**Exercise materials**
◆ ◆ ◆ ◆

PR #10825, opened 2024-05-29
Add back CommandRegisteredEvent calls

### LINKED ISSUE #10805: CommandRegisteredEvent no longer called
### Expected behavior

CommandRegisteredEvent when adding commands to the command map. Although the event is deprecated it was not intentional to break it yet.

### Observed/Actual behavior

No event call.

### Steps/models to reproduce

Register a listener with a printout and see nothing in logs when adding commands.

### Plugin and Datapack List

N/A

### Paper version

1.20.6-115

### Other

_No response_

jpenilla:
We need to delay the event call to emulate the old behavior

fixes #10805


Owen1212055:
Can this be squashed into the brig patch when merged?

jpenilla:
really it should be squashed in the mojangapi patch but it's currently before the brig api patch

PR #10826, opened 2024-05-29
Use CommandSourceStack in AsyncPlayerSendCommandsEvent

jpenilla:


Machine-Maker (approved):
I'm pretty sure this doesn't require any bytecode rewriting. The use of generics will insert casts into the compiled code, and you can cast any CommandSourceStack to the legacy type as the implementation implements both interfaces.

◆ ◆ ◆ ◆

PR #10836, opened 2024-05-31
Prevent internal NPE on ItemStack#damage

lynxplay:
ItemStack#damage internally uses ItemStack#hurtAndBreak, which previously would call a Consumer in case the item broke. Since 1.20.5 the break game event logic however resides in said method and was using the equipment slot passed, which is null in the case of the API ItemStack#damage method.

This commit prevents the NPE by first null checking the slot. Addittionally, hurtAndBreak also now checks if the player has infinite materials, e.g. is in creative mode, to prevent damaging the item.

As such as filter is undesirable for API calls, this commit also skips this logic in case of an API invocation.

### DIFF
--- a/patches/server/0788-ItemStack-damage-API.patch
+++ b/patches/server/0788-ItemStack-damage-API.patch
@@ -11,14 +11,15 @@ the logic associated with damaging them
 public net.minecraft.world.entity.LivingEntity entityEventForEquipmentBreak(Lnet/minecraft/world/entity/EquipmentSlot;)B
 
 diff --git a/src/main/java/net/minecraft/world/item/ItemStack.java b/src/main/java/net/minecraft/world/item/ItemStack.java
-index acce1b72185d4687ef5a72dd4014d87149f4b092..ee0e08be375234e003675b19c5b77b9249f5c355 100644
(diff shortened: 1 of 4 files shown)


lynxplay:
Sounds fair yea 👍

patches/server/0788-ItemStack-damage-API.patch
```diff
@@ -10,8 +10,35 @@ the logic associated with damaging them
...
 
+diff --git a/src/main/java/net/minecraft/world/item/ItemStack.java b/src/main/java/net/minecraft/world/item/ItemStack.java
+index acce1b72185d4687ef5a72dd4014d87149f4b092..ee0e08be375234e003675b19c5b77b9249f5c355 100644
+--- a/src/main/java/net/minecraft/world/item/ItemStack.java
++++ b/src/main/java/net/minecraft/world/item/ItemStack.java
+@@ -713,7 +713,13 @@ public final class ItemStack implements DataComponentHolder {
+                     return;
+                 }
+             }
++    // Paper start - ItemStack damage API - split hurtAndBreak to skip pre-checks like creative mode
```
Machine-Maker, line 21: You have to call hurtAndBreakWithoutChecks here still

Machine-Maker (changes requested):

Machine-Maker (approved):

◆ ◆ ◆ ◆

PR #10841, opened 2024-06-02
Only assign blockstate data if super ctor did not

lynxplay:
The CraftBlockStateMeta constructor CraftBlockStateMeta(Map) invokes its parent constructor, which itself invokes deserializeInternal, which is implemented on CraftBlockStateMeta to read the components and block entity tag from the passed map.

◆ ◆ ◆ ◆

Copy each line of the listing above that includes the word "squashed".

Can this be squashed into the brig patch when merged?
really it should be squashed in the mojangapi patch but it's currently before the brig api patch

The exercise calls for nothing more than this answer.